I didn’t know much about the Data Science world until I stumbled onto Medium and discovered the Towards Data Science publication. From the first article I read, I was hooked.

Data science incorporates everything I love about tech with science, business, medicine, engineering, and just about any other field you can think of. As someone trying to get into the environmental consulting world, I knew that data science could be the arrow in my quiver that seals the deal.
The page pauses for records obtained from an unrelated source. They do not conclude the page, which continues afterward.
PR #265, opened 2025-12-10
New Distributed Sampler and ERA5 DataLoader

charlie-becker:
This adds a new custom distributed sampler that can handle single and multi-step training over any batch size and number of GPUs. Furthermore, the data loader can utilize multiple cpus for data loading through the torch data loader. 

The data loader is now self contained and only requires the specific `ERA5Dataset()`, the `DistributedMultiStepBatchSampler()`, and a configuration file.

There are some format changes necessary to the `data` key of the configuration file. The main change is that there is a specific `source` key which identifies the specific source torch dataset to utilize. This ERA5 dataset is the first of these to be implemented. The next addition to this will be a simple wrapper to combine the different source datasets.

The sampler and dataset require a `sampling_modes` list which contains the type of data to fetch. This is useful to discriminate between training and inference or single step and multi-step training. The current modes are the following:

- `init`: static data + prognostic data + dynamic forcing data (training x, or inference at time=0)
- `forcing`: dynamic forcing only (multi-step or autoregressive rollouts)
- `y`: target data (init data at t+1, without reloading static data)
- `stop`: flag to break the inference / training loop

A few other notes:

1. When using this distributed sampler, you must supply the sampler to the torch data loader as `batch_sampler=` and **not** `sampler=`
2.  The number of GPUs is in the sampler is controlled by `num_replicas=` and the ID as `rank=`
3. The number of CPUs to parallelize the Data Loader is `num_workers=`
4. The dataset returns a dictionary which includes relevant tensors: `static`, `prognostic`, `dynamic_forcing`
5. It also includes metadata: `time`, `stop_forecast`, and `mode`. The dataloader cannot return a pandas time stamp so it must be returned as a time integer which can easily and directly be converted over with `pd.Timestamp()`


credit/datasets/era5.py
```diff
@@ -0,0 +1,195 @@
...
+import pandas as pd
+import numpy as np
+import xarray as xr
+import torch
+import itertools
+
+logger = logging.getLogger(__name__)
+
+
+class ERA5Dataset(Dataset):
```
negin513, line 18: `Dataset` is referenced in class definition but never imported... 

Either add:
```
from torch.utils.data import Dataset, DataLoader
```

or update this to use `torch.utils.data.Dataset`....

credit/datasets/era5.py
```diff
@@ -0,0 +1,195 @@
...
+
+        self.init_times = self._timestamps()
+        self.years = [str(y) for y in self.init_times.year]
+
+        self.file_dict = {}
+        self.var_dict = {}
+
+        for field_type, d in config['source'][self.source_name].items():
+            if isinstance(d, dict):
+                files = sorted(glob(d.get("path", "")))
```
negin513, line 83: `glob` is not imported. adding `from glob import glob` should fix....

charlie-becker:
I updated the dataloader and sampler a bit to match the more traditional pyTorch Dataloader API.

1. Removed the sampling mode. The sampler now returns the index and uses it's position to determine if initial prognostic and static data need to be loaded
2. Added a `return_target` argument, which when True will also output target prognostics and `t + dt`. I still need to add diagnostics to this.
3. Can now handle cftime or pandas datetime
4. Returns metadata. This could use refinement, as it highly dependent on the data structure (level info, variable names, etc.). It's also worth considering whether we should return metadata for each batch, or only return unique data (really only time step) with the batch and make the other metadata an attribute of the dataset. 

Next steps:
1. add predicted diagnostics to target output data
2. Add transforms 
3. unit testing
4. clean metadata

credit/datasets/era5.py
```diff
@@ -0,0 +1,223 @@
...
+
+class ERA5Dataset(Dataset):
+    """ Pytorch Dataset for processed ERA5 data. Relies on a configuration dictionary to define:
+
+            1) 2D / 3D variables
+            2) Start, End and Frequency of Datetimes
+            3) path to glob for the data
+
+            4) Example YAML Format:
+                data:
```
djgagne, line 29: Please use Markdown or restructuredtext syntax to separate out code or yaml blocks from the rest of the text so that sphinx can render the docstring properly.

credit/datasets/era5.py
```diff
@@ -0,0 +1,223 @@
...
+        # print(return_data['metadata'].items())
+
+        return return_data
+
+    def _open_ds_extract_fields(self, field_type, t, return_data, is_target=False):
+
+        """ opens the dataset, reshapes and concats the variables into an np array, packs it into the return dict if the data exists. """
+
+        if self.file_dict[field_type]:
+            ds = xr.open_dataset(self.file_dict[field_type][t.year])
```
djgagne: Please please put the open_dataset operation within a with block. If you don't, memory leaks will follow, especially for accessing netCDF files. Also, unless things have changed recently with xarray, open_dataset doesn't work with zarr files unless you explicitly set the engine parameter to zarr. You should add some logic here to check for that.

credit/datasets/era5.py
```diff
@@ -0,0 +1,223 @@
...
+        self._add_metadata(return_data, t, t_target)
+        # print(return_data['metadata'].items())
+
+        return return_data
+
+    def _open_ds_extract_fields(self, field_type, t, return_data, is_target=False):
+
+        """ opens the dataset, reshapes and concats the variables into an np array, packs it into the return dict if the data exists. """
+
+        if self.file_dict[field_type]:
```
djgagne, line 146: Can you raise some kind of exception if the field_type is not within file_dict?

credit/datasets/era5.py
```diff
@@ -0,0 +1,223 @@
...
+            ds = xr.open_dataset(self.file_dict[field_type][t.year])
+            if isinstance(z.time[0].item(), cftime.datetime):
+                t = self._convert_cf_time(t)
+
+            if field_type != "static":
+                ds = ds.sel(time=t)
```
djgagne: Can you use a different variable name when you're subsetting the data rather than overwriting ds? It's easier to keep track of when the data scope changes if you do that even if it's a bit more verbose.

credit/datasets/era5.py
```diff
@@ -0,0 +1,223 @@
...
+
+            ds = ds[self.var_dict[field_type]["vars_3D"] + self.var_dict[field_type]["vars_2D"]]
```
djgagne: This line seems unnecessary.

credit/datasets/era5.py
```diff
@@ -0,0 +1,223 @@
...
+        if self.return_target:
+            self._open_ds_extract_fields("prognostic", t_target, return_data, is_target=True)
+
+        self._add_metadata(return_data, t, t_target)
+        # print(return_data['metadata'].items())
+
+        return return_data
+
+    def _open_ds_extract_fields(self, field_type, t, return_data, is_target=False):
+
```
djgagne, line 143: There shouldn't be any empty lines between the function definition and the docstring.

credit/samplers.py
```diff
@@ -0,0 +1,82 @@
...
+
+logger = logging.getLogger(__name__)
+
+
+class MultiStepBatchSamplerSubset(Sampler):
+
+    def __init__(self, dataset: Dataset, batch_size: int) -> None:
+        """
+        The dataset is required to have attributes:
+         - init_times of valid init times, each time object compatible with:
```
djgagne, line 16: I would use a * rather than a minus for a bulleted list for formatting purposes.

credit/samplers.py
```diff
@@ -0,0 +1,82 @@
...
+         - timestep, the timestep to sample with
+        This sampler will draw multistep batches with init indices drawn from index_subset.
+        if index_subset=None, it will draw init indices from the entire dataset.
+        taking advantage of DistributedSampler class code with this dataset.
+        can be used on its own as a non-distributed sampler with index_subset=None
+        Args:
```
djgagne, line 23: There should be a blank line between the doc text and Args.

djgagne:
The ruff linter flagged more errors with undefined names and imports. @charlie-becker are you using an IDE like VSCode or PyCharm to write the code? It should be flagging these issues well before the linter catches them.

I also recommend making sure you have pre-commit hooks activated wherever you are committing code, both on your local machine and Casper/Derecho. After building the CREDIT environment and activating it, go to the miles-credit directory and run the following commands
```
pip install pre-commit
pre-commit install
```
Then, ruff will run on files you have edited for a given commit, fix any safe-to-fix formatting errors, and flag anything else you need to modify manually before you are allowed to commit code. I use it, and it has caught many formatting and variable issues for me. 

```
F821 Undefined name `z`
   --> credit/datasets/era5.py:145:27
    |
143 |         if self.file_dict[field_type]:
144 |             ds = xr.open_dataset(self.file_dict[field_type][t.year])
145 |             if isinstance(z.time[0].item(), cftime.datetime):
    |                           ^
146 |                 t = self._convert_cf_time(t)
    |

F821 Undefined name `cftime`
   --> credit/datasets/era5.py:145:45
    |
143 |         if self.file_dict[field_type]:
144 |             ds = xr.open_dataset(self.file_dict[field_type][t.year])
145 |             if isinstance(z.time[0].item(), cftime.datetime):
    |                                             ^^^^^^
146 |                 t = self._convert_cf_time(t)
    |

F821 Undefined name `cftime`
   --> credit/datasets/era5.py:201:16
    |
199 |         """ Convert pandas timestamp to cftime """
200 |
201 |         cf_t = cftime.datetime(ts.year, ts.month, ts.day, ts.hour, ts.minute, ts.second, calendar='noleap')
    |                ^^^^^^
202 |
203 |         return cf_t
    |

F821 Undefined name `ERA5Dataset`
   --> credit/datasets/era5.py:215:19
    |
213 |         data_config = config["data"]
214 |
215 |         dataset = ERA5Dataset(config['data'])
    |                   ^^^^^^^^^^^
216 |         sampler = DistributedMultiStepBatchSampler(dataset=dataset, batch_size=4, sampling_modes=['init'] + ['y'] * 1,
217 |                                                    rank=0, num_replicas=1, shuffle=True)
    |
```

credit/samplers.py
```diff
@@ -0,0 +1,82 @@
...
+        self.index_subset = torch.randperm(len(dataset))
+        self.batch_size = batch_size
+        self.num_start_batches = (len(self.index_subset) + self.batch_size - 1) // self.batch_size
+
+    def __len__(self):
+
+        # actual number of init batches
+        return self.num_start_batches
+
+    def __iter__(self):
```
negin513, line 40: IIUC, `DistributedMultiStepBatchSampler` ignores distributed indices here...
  The indices returned by `DistributedSampler.__iter__()` (which partitions data across GPUs by rank) are computed here but never passed to `MultiStepBatchSamplerSubset`, so I was not sure what the intion of calculating them were or if the `DistributedMultiStepBatchSampler` was supposed to be used in another context .
  
MultiStepBatchSamplerSubset  seems generates its own torch.randperm(len(dataset)) at line 29, so every GPU independently iterates over the entire dataset rather than its assigned partition, I think! We should double check!

negin513: I scheduled a quick chat to talk about this and easiest way to test this PR.

djgagne:
Since the main changes in this branch got put in a different one, going ahead and closing.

I knew that I had to at least try my hand at data science.

However, there was one thing that dampened my excitement: the requirement of a deep understanding of mathematics and/or the ability to teach oneself advanced level calculus, linear algebra, and statistics.

As I mentioned above, I failed high school math. I was not starting off on the right foot.

I began getting overwhelmed as I browsed through articles that laid out how much math you needed to become a data scientist. Generally, those articles listed pre-calculus, calculus, multivariable calculus, trigonometry, linear algebra, differential equations, and statistics.

A weird fact about me is that I’m not inherently bad at math. I’m just bad at math that isn’t practical or applied. Math that occurs in statistics, physics, chemistry, or calculus, I have no problem working with. To be honest, I’m actually really good at it. But when it comes to more abstract applications, such as number theory and differential equations, I’m screwed.

Because of this, I was dreading a good portion of the mathematics I was supposed to learn to become this almighty data scientist.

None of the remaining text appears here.